For curves of genus 2 (or more generally hyperelliptic curves), it is easier to describe them as normalization of $\mathbb P^1$ in a quadratic extension than writting explictely equations in $\mathbb{P}^3$. Let $g\ge 2$. If $X$ is the normalization of $\mathbb P^{1}_{k[t]}$ (with $\mathrm{char}(k)\ne 2$) in the extension $$L:=k(t)(x)[y]/(y^2-(x^2-t)\prod_{1\le i\le 2g}(x-\lambda_i)) $$ where the $\lambda_i\in k^*$ are pairwise distinct, then $X$ is stable, with only one singular fiber (above $t=0$).
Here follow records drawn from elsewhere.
PR #520, opened 2023-11-06
✨ Add upgrade constraint policy

### LINKED ISSUE #449: Respect `.spec.upgradeConstraintPolicy`

m1kola:
To do:
- [ ] Merge #499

It can be obtained by glueing two affine open subsets $$ \mathrm{Spec} (k[t][x,y]), \quad \mathrm{Spec} (k[t][1/x, y/x^{g+1}]). $$ In the first chart, $x,y$ are related by the above equation. In the second one, $1/x, y/x^{g+1}$ satisfy the relation $$ (y/x^{g+1})^2=(1-t(1/x)^2)\prod_{1\le i\le 2g}(1-\lambda_i (1/x)).$$ They are respectively the normalization of $\mathrm{Spec}(k[t][x])$ and $\mathrm{Spec}(k[t][1/x])$ in $L$.

For plane curves of degree $d\ge 3$ (in $\mathrm{char}(k)=0$ or $>d$), take the equation $$ (y^2-x^2)(x^{d-2}+y^{d-2}+z^{d-2})+t(x^{d}+y^{d}+z^{d}) $$ which defines a relative curve in $\mathbb P^2_{k[t]}$ over $k[t]$. The generic fiber is smooth by the Jacobian criterion. The fiber above $t=0$ is stable with three irreducible components: two straight lines and a Fermat curve of degree $d-2$. There might be other singular non-stable fibers, I did'nt check.

Edit I forgot the second part of the question (not appearing in the title). The answer in the general case is :

If $X$ is a stable curve of genus $g\ge 2$, then the number of singular points is bounded by $3g-3$. This bound is reached for all $g$.

I don't think being plane curve improves the bound.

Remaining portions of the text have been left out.